Метафизика опыта. Книга IV. Исцеляющая Вселенная - страница 4
Итак, все ясно: величие кажущегося блага и сила мотива обязательно исключаются из числа критериев правильного действия или действия, которое реализует или стремится реализовать наибольшее реальное благо; причина в том, что все действия обладают этими характеристиками в равной степени или что они относятся к ним просто как к практическим и рациональным действиям de. facto. Ни соображение, что одно видимое благо больше другого, ни факт, что одно желание сильнее другого, никогда не могут сделать действие, которое они диктуют, правильным, равно как и противоположное соображение или противоположный факт не могут сделать его неправильным. Сила мотива или желания, а также величие кажущегося блага, таким образом, совершенно не относятся к качеству известной или воспринимаемой правильности или неправильности действий. Их оправдание никогда не заключается лишь в кажущемся величии блага, на которое они направлены, или в силе мотива, побуждающего к их совершению. Одно действие не является морально лучшим, чем другое, потому что оно направлено на большее очевидное благо, как для самого агента, так и для других. Очевидное величие блага, в общее определение которого должно быть включено большее число людей или разумных существ, для которых оно должно быть обеспечено, не имеет никакого отношения к оправданию действия как правильного. Это обстоятельства, совершенно безразличные для того, чтобы его можно было назвать правильным или неправильным, или действием, которое ведет к наибольшему реальному, в отличие от наибольшего кажущегося, благу, поскольку конечный результат действия всегда ex hypothesi неизвестен, будучи именно тем, для чего ищется критерий, применимый in prraisenti. То, что сознательное действие, заведомо правильное in preesenti, если есть такое знание, приведет к наибольшему реальному благу, – это вопрос не знания, а веры.

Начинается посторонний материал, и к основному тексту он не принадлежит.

PR #287, opened 2019-04-25
Implement default ProjectConfigManager.

mikecdavis:
## Summary
- Extract ProjectConfig interface and create DatafileProjectConfig.
- Create ProjectConfigManager and refactor for dynamic ProjectConfig updates.
- Add PollingProjectConfigManager implementation.
- Add Apache HttpClient implementation of ProjectConfigManager.
- Move forced variations mapping into DecisionService.
- Add ability to block execution until ProjectConfig resolves.


core-api/src/main/java/com/optimizely/ab/Optimizely.java
```diff
@@ -867,20 +848,27 @@ public boolean setForcedVariation(@Nonnull String experimentKey,
...
+        }
+
+        return decisionService.getForcedVariation(experiment, userId);
     }
 
     /**
      * @return the current {@link ProjectConfig} instance.
      */
-    @Nonnull
+    @Nullable
```
mikeng13: I think this represents a breaking change right? This will cause compilation failures when the user updates to the latest 3.x.x version

core-api/src/main/java/com/optimizely/ab/UnknownExperimentException.java
```diff
@@ -16,8 +16,8 @@
  */
 package com.optimizely.ab;
 
-import com.optimizely.ab.config.Experiment;
 import com.optimizely.ab.config.ProjectConfig;
+import com.optimizely.ab.config.Experiment;
```
mikeng13: Please update the header for this file.

core-api/src/main/java/com/optimizely/ab/UnknownEventTypeException.java
```diff
@@ -16,8 +16,8 @@
  */
 package com.optimizely.ab;
 
-import com.optimizely.ab.config.EventType;
 import com.optimizely.ab.config.ProjectConfig;
+import com.optimizely.ab.config.EventType;
```
mikeng13: Please update the header for this file.

core-api/src/test/java/com/optimizely/ab/config/DatafileProjectConfigTest.java
```diff
@@ -0,0 +1,173 @@
+/**
+ *
+ *    Copyright 2016-2019, Optimizely and contributors
```
mikeng13: Should just be 2019

java-quickstart/src/main/java/com/optimizely/Example.java
```diff
@@ -1,65 +1,76 @@
+/****************************************************************************
+ * Copyright 2016-2019, Optimizely, Inc. and contributors                   *
```
mikeng13: I think this was added in 2018

core-api/src/main/java/com/optimizely/ab/Optimizely.java
```diff
@@ -79,16 +74,17 @@
...
-    ProjectConfig projectConfig;
-    @VisibleForTesting
     final EventHandler eventHandler;
     @VisibleForTesting
     final ErrorHandler errorHandler;
-    private boolean isValid;
+
+    private final ProjectConfigManager projectConfigManager;
+
+    // TODO should be private
```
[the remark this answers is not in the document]
mikecdavis: I added a getter in https://github.com/optimizely/java-sdk/pull/288. Providing access to member variables in this way is not best practice. I can remove the comment can save for other PR if you'd rather.

core-api/src/main/java/com/optimizely/ab/Optimizely.java
mikecdavis: It's not a compilation failure, but more of a hint to your IDE and static code analysis since it can't be fully respected at runtime. The reason I changed it is because it is nullable today even before this change :) Marking as `@Nonnull` can lead to uncaught NPEs.

For example trace [Optimizely#initialize](https://github.com/optimizely/java-sdk/blob/master/core-api/src/main/java/com/optimizely/ab/Optimizely.java#L114) to see how this can be null better yet check out this [test](https://github.com/optimizely/java-sdk/blob/master/core-api/src/test/java/com/optimizely/ab/OptimizelyTest.java#L1567) to see what would be returned.

core-api/src/main/java/com/optimizely/ab/Optimizely.java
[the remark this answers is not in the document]
mikeng13: Nah, this is fine, just wanted to know the context behind this.

core-api/src/main/java/com/optimizely/ab/config/PollingProjectConfigManager.java
```diff
@@ -82,21 +89,25 @@ void setConfig(ProjectConfig projectConfig) {
...
-     * TODO add timeout to we don't hang indefinitely..
      */
     @Override
     public ProjectConfig getConfig() {
         if (started) {
             try {
-                completableFuture.get();
-            } catch (InterruptedException | ExecutionException e) {
-                logger.warn("Interrupted waiting for valid ProjectConfig");
+                boolean aquired = countDownLatch.await(blockingTimeoutPeriod, blockingTimeoutUnit);
```
mikeng13: typo: `acquired` :)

Таким образом, мы видим, что этика, в результате анализа самосознательных действий, добавляет более определенное понятие критерия к таким понятиям, как цель, мотив и причина, возникающие при сравнении целей и мотивов, и этих трех понятий достаточно, чтобы сделать практическое и рациональное действие понятным как фактический процесс. Соответственно, его схема конечных понятий такова: не цель, мотив, причина, а цель, мотив, критерий; критерий означает некий единственный вид причины, который мы всегда в состоянии применить в prwsenti, выбранный в качестве стандарта или теста, по которому можно судить о сознательных действиях в отношении их истинной предпочтительности, или, другими словами, как о морально хорошем или плохом, правильном или неправильном. Концепция критерия придает большую точность трем кардинальным понятиям, которые обычно используются, – цели, мотиву и причине, взятым в целом. В обоих случаях контраст между реальным и кажущимся добром проявляется сильнее, если противопоставить различные виды причин; кроме того, в желаниях природа желаемых целей может быть таким образом более четко отделена от эффективности, которой желания обладают как побудительные силы.

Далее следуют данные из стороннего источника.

PR #288, opened 2019-04-30
Refactor notification center to use generics.

mikecdavis:
## Summary
- Define new `Notification` interface to mark supported notification models.
- Define new generic `NotificationHandler<T>` interface
- Define `NotifcationManager<T>` class to own specific class of notifications.
- Refactor NotificationCenter to hold a map of `NotificationManager` instances.
- Define explicit `ActivateNotification` class 
- Refactor `ActivateNotificationListener` to implement `NotificationHandler<ActivateNotification>`
- Define explicit `TrackNotification` class 
- Refactor `TrackNotificationListener` to implement `NotificationHandler<TrackNotification>`

The current patterns surrounding the `NotificationCente`r did not extend well and relied on `Object...` array arguments into the `NotificationListener` interface. This resulted in the need for dedicated abstract classes, enums and helper methods to be implemented for each notification. Moving to a generic `NotificationHandler<T>` interface and `NotifcationManager<T>` means that new notifications can be defined simply by implementing a new `Notification` model which is type safe,  discoverable and self describing.

## Test plan
Unit and integration testing along with the compatibility suite.


mikecdavis:
This is failing compatibility-suite changes since I removed the explicit DecisionNotificationListener class and methods for a more extensible pattern. This should be resolved with updates to the test-app.

core-api/src/main/java/com/optimizely/ab/Optimizely.java
```diff
@@ -919,6 +926,31 @@ private boolean validateUserId(String userId) {
...
     }
 
+    //======== Notification APIs ========//
+
+    public NotificationCenter getNotificationCenter() {
+        return notificationCenter;
+    }
+
+    /**
+     * Convenience method for adding TrackNotification Handlers
```
mikeng13: adding `DecisionNotification` handlers

core-api/src/main/java/com/optimizely/ab/notification/ActivateNotificationListener.java
```diff
@@ -22,10 +22,17 @@
 import com.optimizely.ab.event.LogEvent;
 
 import javax.annotation.Nonnull;
+import java.rmi.activation.ActivateFailedException;
```
mikeng13: Is this needed? I am not seeing it used below

core-api/src/main/java/com/optimizely/ab/notification/Notification.java
```diff
@@ -0,0 +1,26 @@
...
+ *    Unless required by applicable law or agreed to in writing, software
+ *    distributed under the License is distributed on an "AS IS" BASIS,
+ *    WITHOUT WARRANTIES OR CONDITIONS OF ANY KIND, either express or implied.
+ *    See the License for the specific language governing permissions and
+ *    limitations under the License.
+ */
+package com.optimizely.ab.notification;
+
+/**
+ * Interface used to identify supported annotations
```
mikeng13: Supported notifications?

core-api/src/main/java/com/optimizely/ab/notification/NotificationManager.java
```diff
@@ -0,0 +1,74 @@
...
+    private final Map<Integer, NotificationHandler<T>> handlers = new HashMap<>();
+    private final AtomicInteger counter;
+
+    public NotificationManager(AtomicInteger counter) {
+        this.counter = counter;
+    }
+
+    public int addHandler(NotificationHandler<T> newHandler) {
+
+        // Prevent registering a duplication listener.
```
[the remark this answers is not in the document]
loganlinn: Would it make sense to flip the map to be `Map<NotificationHandler, Int>`?

core-api/src/main/java/com/optimizely/ab/notification/NotificationManager.java
```diff
@@ -0,0 +1,74 @@
...
+ * class.
+ *
+ * The NotificationManager is responsible for storing a collection of NotificationHandlers and mapping
+ * them to a globally unique integer so that they can be removed on demand.
+ */
+public class NotificationManager<T> {
+
+    private static final Logger logger = LoggerFactory.getLogger(NotificationManager.class);
+
+    private final Map<Integer, NotificationHandler<T>> handlers = new HashMap<>();
```
loganlinn: Use `LinkedHashMap` so there’s consistent order in handler invocation?

core-api/src/main/java/com/optimizely/ab/notification/ActivateNotificationListener.java
```diff
@@ -51,6 +58,17 @@ public final void notify(Object... args) {
         onActivate(experiment, userId, attributes, variation, logEvent);
     }
 
+    @Override
+    public final void notify(ActivateNotification message) {
```
loganlinn: If it doesn’t break public API compatibility, it would nice to not be overloading `Object.notify` anymore...

core-api/src/main/java/com/optimizely/ab/notification/NotificationManager.java
```diff
@@ -0,0 +1,74 @@
...
+    private final AtomicInteger counter;
+
+    public NotificationManager(AtomicInteger counter) {
+        this.counter = counter;
```
loganlinn: Seems odd for this constructor to be `public`; could use a null check if it remains public.

core-api/src/main/java/com/optimizely/ab/notification/NotificationCenter.java
```diff
@@ -73,104 +72,63 @@ public Class getNotificationTypeClass() {
...
-
-        NotificationHolder(int id, NotificationListener notificationListener) {
-            notificationId = id;
-            this.notificationListener = notificationListener;
-        }
+    @Nonnull
+    @SuppressWarnings("unchecked")
+    public <T> NotificationManager<T> getNotificationManager(Class<? extends Notification> clazz) {
+        NotificationManager<T> newManager = new NotificationManager<>(counter);
+        NotificationManager<T> manager = (NotificationManager<T>) notifierMap.putIfAbsent(clazz, newManager);
```
loganlinn: Use `computeIfAbsent()` to avoid creating throw-away instance when manager exists? Alternatively, the set of notification types is (all likely will remain) trivially small, so could just pre-populate the map.

core-api/src/main/java/com/optimizely/ab/notification/NotificationCenter.java
```diff
@@ -181,75 +139,49 @@ public void onTrack(@Nonnull String eventKey, @Nonnull String userId, @Nonnull M
...
     }
 
     /**
      * Clear out all the notification listeners.
      */
     public void clearAllNotificationListeners() {
-        decisionListenerHolder.clear();
-        for (NotificationType type : NotificationType.values()) {
-            clearNotificationListeners(type);
+        for (NotificationManager<?> manager : notifierMap.values()) {
```
loganlinn: Minor: just clearing the entire `notifierMap` would be more consistent with the current scheme of lazy population used with `putIfAbsent`

core-api/src/main/java/com/optimizely/ab/notification/NotificationCenter.java
```diff
@@ -258,35 +190,27 @@ public void clearAllNotificationListeners() {
...
-            try {
-                holder.notificationListener.notify(args);
-            } catch (Exception e) {
-                logger.error("Unexpected exception calling notification listener {}", holder.notificationId, e);
-            }
+    @SuppressWarnings("unchecked")
+    public void send(Notification notification) {
+        NotificationManager handler = notifierMap.get(notification.getClass());
+        if (handler == null) {
+            return;
```
loganlinn: This seems worth logging a warn or error

core-api/src/main/java/com/optimizely/ab/notification/NotificationHandler.java
```diff
@@ -0,0 +1,21 @@
...
+ *    Unless required by applicable law or agreed to in writing, software
+ *    distributed under the License is distributed on an "AS IS" BASIS,
+ *    WITHOUT WARRANTIES OR CONDITIONS OF ANY KIND, either express or implied.
+ *    See the License for the specific language governing permissions and
+ *    limitations under the License.
+ */
+package com.optimizely.ab.notification;
+
+public interface NotificationHandler<T> {
+    void notify(T message);
```
loganlinn: Left a comment elsewhere but I’ll leave one here too: not a great name for any Java method as every Object has `notify()` for very different purpose.

core-api/src/main/java/com/optimizely/ab/notification/ActivateNotificationListener.java
mikecdavis: Ah, good point I can change that. Suggestion? `handle`? since the new interface is `NotificationHandler<T>`

mikeng13:
Passing custom build: https://travis-ci.com/optimizely/fullstack-sdk-compatibility-suite/jobs/197018131

core-api/src/main/java/com/optimizely/ab/notification/NotificationManager.java
mikecdavis: Made` package private`

core-api/src/main/java/com/optimizely/ab/notification/NotificationCenter.java
mikecdavis: Update: We're now creating a unmodifiable map containing all possible NotificationManager types, so clearing the individual managers is required.

core-api/src/main/java/com/optimizely/ab/notification/NotificationCenter.java
mikecdavis: Replaced with an `OptimizelyRuntimeException` since "we" control the notifications and should be catching this in our CI

core-api/src/main/java/com/optimizely/ab/notification/NotificationHandler.java
mikecdavis: Still need to do this.... sticking with "handle" since no other option has been proposed :)

mikecdavis:
@loganlinn as always, thanks for the feedback:) 

I ended up defining an unmodifiable Map of allowable notification types to control access in lieu of the `Notification` interface which proved difficult to constrain. So instead of lazily instantiating the set of `NotificationManager`s we're defining those up front to gate registration and notification sending and to fail fast during development of new notifications.

mikeng13:
Passing build after new changes here: https://travis-ci.com/optimizely/fullstack-sdk-compatibility-suite/builds/110421443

Фактически мы находим в критерии средство судить не только о целях и мотивах, но и о причинах, которые могут быть приведены для достижения одних целей и придания веса одним мотивам в пользу других. Можно сказать, что главной целью этики как практической науки должно быть установление некоего единого критерия правильности вместо множества противоречивых причин. А раз так, то из этого следует, что главная проблема, предлагаемая Этике как практической науке, заключается в обнаружении такого единого критерия. Но это, очевидно, можно сделать только в том случае, если нам удастся путем анализа обнажить его реальные основания в сущностной природе волевого и самосознательного действия. Я положил тройное различие цели, мотива и критерия в основу этики в своей «Теории практики» (1870), книга II, гл. I, хотя в то время я имел сравнительно слабое представление о предмете.